The results/grna will have one file with the name used while running the pipeline (eg gRNA.csv)
The columns of gRNA.csv are described below:
- gRNA_name : The name here will be the sequence id of the input sequences followed by the start and the end coordinate where this gRNA is from on the sequence.
- seq_23nt : The length of the gRNA. Default is 23, unless user defined.
- Gene|Transcript : The name here will be the sequence id of the input sequences
- Seq_start : The start coordinate where this gRNA is from on the sequence
- Seq_end : The end coordinate where this gRNA is from on the sequence
- Average_score : Average is the score defined in the design module
- G_Percentage : Percentage of Base 'G' in the gRNA
- C_Percentage : Percentage of Base 'C' in the gRNA
- A_Percentage : Percentage of Base 'A' in the gRNA
- T_Percentage : Percentage of Base 'T' in the gRNA
The results/all_alignments and results/mismatches will have one file for each gRNA. results/all_alignments will have all the alignments of gRNA mapping to each gene/transcript from the TRANSCRIPT_FASTA file and results/mismatches will have the same alignments filtered for gene/transcript with total mismatch of specified mismatches.
- The columns of all_alignments.csv (eg all_alignments_gRNA_1.csv) are described below:
- Sequence ID : The ID of sequence from the input TRANSCRIPT_FASTA file
- gRNA_align_start : Alignment start of the gRNA on the gene/transcript
- gRNA_align_end : Alignment end of the gRNA on the gene/transcript
- seq_align_start : Alignment start of the gene/transcript
- seq_align_end : Alignment end of the gene/transcript
- identity : Number of aligned bases including gaps in gRNA
- total_aligned_len : Number of bases which aligned between the two sequences
- missing_start : The number of unaligned bases at the start of gRNA
- missing_end : The number of unaligned bases at the end of gRNA
- added_aligned_len : This is the total_aligned_len + missing_start + missing_end (Which represents a hypothetical aligned + unaligned length)
- gRNA_gaps : The number of gaps in the gRNA for this alignment
- seq_gaps : The number of gaps in the gene/transcript for this alignment
- total_mismatches : This is added_aligned_len - identity ( Which is the difference of aligned bases and the total alignment including the unaligned length)

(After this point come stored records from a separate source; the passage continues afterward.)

Issue #1284, opened 2020-11-01
Deploy a tokenCuratedRegistry which stores a reality question id hash and not simply market contract address


pimato:
Currently, the DXdao omen curation is adding/removing market contract address which leads to multiple verification for a market which shares the same reality.eth question id. The best way of doing the curation would be to actually verify the question id hash on an on-chain registry so new markets with different currency are automatically valid as they share the verified question id.

pimato:
+ If we are going to create a new market curation registry, we should think about token address for multiple networks like we see here: https://github.com/protofire/omen-exchange/pull/1580

PR #1580, opened 2021-01-27
Add alternative token address map to get token images

hexyls:
So pretty much this is to make sure we load up the Stake token image on xDai. The address for Stake on xDai is `0xb7D311E2Eb55F2f68a9440da38e7989210b9A05e` but the [repo we use](https://github.com/trustwallet/assets) to get token images uses the Ethereum address `0x0Ae055097C6d159879521C384F1D2123D1f195e6`

Not totally sure this is the right approach though because we are loading Stake from the TCR so we really shouldn't have anything hard coded about it in the codebase... 🤔 🤷‍♂️ thoughts?


pRoy24 (approved):
Just a side note that, I have generally observed that we are not doing toChecksum address anywhere before doing these address string comparisons.
Depending on where the address is coming from, eg. 3rd party API or user input these string comparisons might fail because of casing of address strings, we should either toLowerCase() or do ethers.utils.getAddress to get checksum address.
In this case it is fine because the address is coming from our codebase itself.

Mi-Lan (approved):
Works good!

app/src/util/token.ts
```diff
@@ -1,7 +1,16 @@
...
+const alternativeAddresses: { [A in HasAlternativeAddress]: string } = {
+  // STAKE token
+  '0xb7D311E2Eb55F2f68a9440da38e7989210b9A05e': '0x0Ae055097C6d159879521C384F1D2123D1f195e6',
+}
+
 export function getImageUrl(tokenAddress?: string): string | undefined {
   if (!tokenAddress) return undefined
   tokenAddress = utils.getAddress(tokenAddress)
+  const alternativeAddress = alternativeAddresses[tokenAddress as HasAlternativeAddress]
+  tokenAddress = alternativeAddress ? alternativeAddress : tokenAddress
```
pRoy24, line 14: Good practice to transform to checksum address here as well since we are doing that in line 12.
utils.getAddress

KadenZipfel (approved):
I think this is fine as a quick fix, but of course not very scalable if we have to update this every time a token is added to the xDai TCR, so we should really make sure to come up with a longer-term solution at some point

pimato:
> I think this is fine as a quick fix, but of course not very scalable if we have to update this every time a token is added to the xDai TCR, so we should really make sure to come up with a longer-term solution at some point

I agree, this should be fixed on the market curation level: https://github.com/protofire/omen-exchange/issues/1284

app/src/util/token.ts
hexyls: hardcoded address is checksummed already 👍

Issue #1581, opened 2021-01-27
Value must be less than balance error behind dialog when trying to buy/sell outcome tokens, add/remove pool tokens


pRoy24:
![image](https://user-images.githubusercontent.com/4677914/105994714-955d7880-60da-11eb-865b-ce7d988cb26a.png)

When you have actually done a transaction, the value in the background still attempts to update.
This results in the outcome table flickering on the background while the transaction is processing and also shows an error in the background if the balance after the transaction would have processed is now less than the amount entered.

The simple way to solve this would be to reset the input fields immediately after the transaction has fired and not after the transaction has succeeded.

PR #1584, opened 2021-01-28
Fix for https://github.com/protofire/omen-exchange/issues/1581 Reset input values when transaction fires

pRoy24:
Verify that the issue referenced has been fixed.
Try to buy outcome tokens with almost all of of balance. Click buy.
You should not see an error in the background saying "Value must be less than or equal to remaining balance"
The outcome table values should be reset and should not be flickering in the background.
Repeat the same process for Sell outcome tokens and buy/sell pool tokens.


pimato (approved):
Great work!

Mi-Lan (approved):

KadenZipfel (approved):

PR #1586, opened 2021-01-29
fix dropdown control issues

hexyls:
At the moment the dropdown component's item index is controlled both by external props and internal state at the same time. This can cause issues where we have to wait a whole render cycle for the item index to be updated which can cause a brief flash of incorrect content. PR makes the dropdown either externally or internally controlled but never both.


pimato (approved):

Mi-Lan (approved):

KadenZipfel (approved):
Beautiful

Issue #1591, opened 2021-02-01
Show all relevant information until a tx is complete or cancelled


hexyls:
When buying, selling, etc we are clearing info from the UI before a transaction is complete/cancelled. As a user you prob want to see this info before confirming a transaction. Should clear info after tx confirmation/cancellation/error.

edit: think it is best to copy what happens with scalar markets - clear only when successful, leave info if the tx is cancelled so the user can retry if they want to.

<img width="569" alt="Screen Shot 2021-02-01 at 2 16 35 pm" src="https://user-images.githubusercontent.com/72715177/106411104-6a877180-6498-11eb-8f52-c9469efb6cd9.png">

PR #1592, opened 2021-02-01
fix/#1591

hexyls:
closes https://github.com/protofire/omen-exchange/issues/1591


pimato (approved):
perfect!

Mi-Lan (approved):
GJ!

pRoy24 (approved):
lgtm. I made this change as a fix to https://github.com/protofire/omen-exchange/issues/1581
But you are right we should not reset tx values until txn has finished. Better fix would be to not fire calcBuyAmount, calcSellAmount etc. once the txn has fired

PR #1597, opened 2021-02-01
Fix for 1581

pRoy24:
I had initially attempted to fix this by reseting the input fields once the transaction is fired.
While that fixes the issue, the resetting of input fields before the user has finished the transaction is a weird UX.

This is a better fix to not show amount error while the transaction is processing.


KadenZipfel (approved):
LGTM!

hexyls (approved):
🙌

Mi-Lan (approved):

Mi-Lan (dismissed):
looks good!

pimato (approved):

Issue #1512, opened 2021-01-07
Include pool data in scalar markets


KadenZipfel:
Categorical markets have a component which lists various values related to liquidity pooling, e.g. your liquidity, total liquidity, etc.. This should also be included in scalar markets.

KadenZipfel:
@pimato should we reuse the same pool data view used for categorical markets?

pimato:
> @pimato should we reuse the same pool data view used for categorical markets?

Yeah I agree.

I´ve also added infos regarding user receiving additional shares:
<img width="1796" alt="Fund-scalar" src="https://user-images.githubusercontent.com/5337809/106470210-85f67a80-64a0-11eb-940f-81927de391c0.png">

Figma:
[Design Specification](https://www.figma.com/file/aTivxuHmp2l6Sn8nho1Ngu/Playground?node-id=1588%3A47556)
[Playground](https://www.figma.com/proto/aTivxuHmp2l6Sn8nho1Ngu/Playground?node-id=1588%3A47556&viewport=206%2C260%2C0.5617057681083679&scaling=min-zoom)

KadenZipfel:
I've completed the pool data section (in pr above) and exported the additional shares section into this issue: https://github.com/protofire/omen-exchange/issues/1601 so I can refactor the value boxes as well.

PR #1600, opened 2021-02-02
Include pool data in scalar markets view

KadenZipfel:
Closes: https://github.com/protofire/omen-exchange/issues/1512


Mi-Lan (commented):
Screenshot 2021-02-02 at 21 56 52
Hmmm is the calculation correct after depositing 13 dai it shows only 5 dai as deposited...i know additional shares are bought in the background but is it that much?

pimato (approved):

hexyls (approved):
Same issue as @Mi-Lan but it looks like total user liquidity is being calculated the same way as it is in categorical markets.

Other than that looks great!

Mi-Lan (commented):
Maybe i'm overthinking it but follow me here, i emptied all deposited and bought scalar markets pt and shares then:
- I deposited 15 dai
Screenshot 2021-02-04 at 17 48 57
- Deposited amount 8.18DAI
Screenshot 2021-02-04 at 18 00 01
- Short shares 1.54DAI
Screenshot 2021-02-04 at 17 59 33
- Long shares 4.18DAI
Screenshot 2021-02-04 at 17 59 45

Which adds up to 13.9 DAI? Hmm where did that 1.1 DAI go? Am i missing something?

Mi-Lan (approved):
Looks good in consultation with Kaden it seems that between buying of shares market odds change which causes different prices...

pRoy24 (approved):
lgtm

PR #1629, opened 2021-02-05
Remove safeTxGas for safe apps

hexyls:
Removed some custom CPK stuff now that gas estimations are a lot better within the gnosis safe interface. Gotta keep sdk.txs.getBySafeTxHash and some other stuff for a bit longer tho.


pimato (approved):

pRoy24 (approved):
We are only setting the gas values for cases where the user is not signed into a gnosis safe and the collateral address is the native token address.

So I am assuming that the gas values for cases where the user is not signed into a gnosis safe and the collateral address is not native token address is handled automatically?

KadenZipfel (approved):

Mi-Lan (approved):

hexyls:
@pRoy24 yep that is exactly right! The CPK lib does a pretty good job at gas estimations, but on the rare occasion that it underestimates the gas for a native token transaction the ETH can get stuck in the CPK address.

If it underestimates the gas for a normal token transaction it doesn't really matter, the internal transactions will just fail and the user can try again with a higher manual gas setting 👍

PR #1636, opened 2021-02-09
remove authereum login option on xdai

hexyls:
as mentioned on keybase authereum does not support xDai so gotta hide it on the xdai subdomain.


pRoy24 (commented):
It still shows up as an option when on localhost when connected to xdai network and will also show up as an option on https://xdai.dxtest.eth.link/ Wondering if there is a better way to detect the current provider RPC URL in window context and disable based on that.

Mi-Lan (changes requested):
I agree with roy..but maybe we can just add additional locations with "OR" statment and cover all the cases ....

Mi-Lan (approved):
Screenshot 2021-02-11 at 13 05 43
works good!

KadenZipfel (approved):
👌

pimato (approved):

PR #1638, opened 2021-02-09
removed unit for scalar markets

Mi-Lan:
Screenshot 2021-02-10 at 00 36 51
Is this how its supposed to be just without unit in the market view with the one on top?
#1635


pimato (approved):

hexyls (approved):

app/src/components/market/common/list_item/index.tsx
```diff
@@ -138,8 +138,11 @@ export const ListItem: React.FC<Props> = (props: Props) => {
 
   let currentPrediction
   let unit
+  let scalarTitle
+
   if (isScalar) {
     unit = title.split('[')[1].split(']')[0]
+    scalarTitle = title.split(' [')[0]
```
KadenZipfel, line 145: We noticed in a previous PR that retrieving/removing the unit like that can cause a bug if there are square brackets used in the title at all as it will grab the wrong thing. To fix this we have `getUnit()`, which I see is actually unused here. Can you use `getUnit` for the unit here and also create and use a similar function to `getUnit` but for removing the unit from the title?

KadenZipfel (changes requested):

app/src/components/market/common/list_item/index.tsx
Mi-Lan: Good suggestion! Will use it

app/src/util/tools.ts
```diff
@@ -492,6 +492,11 @@ export const getUnit = (title: string): string => {
   const unit = splitTitle[splitTitle.length - 1].split(']')[0]
   return unit
 }
+export const getScalarTitle = (title: string): string => {
+  const unit = getUnit(title)
+  const scalarTitle = title.substring(0, title.length - (unit.length + 3))
+  return scalarTitle
+}
```
KadenZipfel, line 499: Looks good, just need a test for this function now

KadenZipfel (changes requested):

pRoy24 (approved):
lgtm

Note: Please feel free to compute your our own mismatch score from files in results/all_alignments if needed.
This page is still being update
Helper Scripts
- Filter gRNAs based on the distance between the gRNAs
This script is used to select gRNAs based on the distance between the gRNAs. The script takes the gRNA.csv file as input and the distance between the gRNAs. The script will select the gRNAs based on the distance and write the selected gRNAs to a new file.
Usage:
python select_gRNA_dist.py -h
usage: select_gRNA_dist.py -f <df_fh> -d <dist_grna> -n <top_n>
Selects the top n rows based on 'Average_score' within each group of 'Gene|Longest_transcript' column, while ensuring that the
gRNAs are at least dist_grna apart.
options:
-h, --help show this help message and exit
-f DF_FH, --df_fh DF_FH
File path of the input CSV file.
-d DIST_GRNA, --dist_grna DIST_GRNA
Minimum distance between 'Seq_start' values of selected rows. Default is 30.
-n TOP_N, --top_n TOP_N
Number of top rows to select within each group. Default is 10.